[What the task asks]:
Using the string "ReturnCode" as the key, pull each matching line out of the records below.

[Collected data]
((

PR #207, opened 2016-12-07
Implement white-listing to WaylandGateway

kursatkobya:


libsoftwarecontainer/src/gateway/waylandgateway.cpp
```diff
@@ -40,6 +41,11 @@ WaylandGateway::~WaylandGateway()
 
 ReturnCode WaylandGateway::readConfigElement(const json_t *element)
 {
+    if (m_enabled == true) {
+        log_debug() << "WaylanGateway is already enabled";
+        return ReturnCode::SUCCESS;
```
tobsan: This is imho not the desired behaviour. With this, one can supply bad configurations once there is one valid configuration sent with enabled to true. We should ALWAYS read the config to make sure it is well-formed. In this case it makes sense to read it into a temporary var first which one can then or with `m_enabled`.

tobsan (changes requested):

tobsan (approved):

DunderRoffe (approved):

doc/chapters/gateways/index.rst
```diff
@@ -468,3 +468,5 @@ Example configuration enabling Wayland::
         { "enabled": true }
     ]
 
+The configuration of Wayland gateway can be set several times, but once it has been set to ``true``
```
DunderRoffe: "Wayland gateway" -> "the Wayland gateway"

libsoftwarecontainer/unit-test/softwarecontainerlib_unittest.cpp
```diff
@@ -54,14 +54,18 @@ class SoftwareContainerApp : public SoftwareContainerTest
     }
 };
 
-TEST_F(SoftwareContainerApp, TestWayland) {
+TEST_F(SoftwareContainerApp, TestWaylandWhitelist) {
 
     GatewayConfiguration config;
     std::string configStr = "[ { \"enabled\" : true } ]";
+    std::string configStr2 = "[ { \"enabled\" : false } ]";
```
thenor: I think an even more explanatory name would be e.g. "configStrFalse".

))

[Exercise response]:
 ReturnCode WaylandGateway::readConfigElement(const json_t *element)
+        return ReturnCode::SUCCESS;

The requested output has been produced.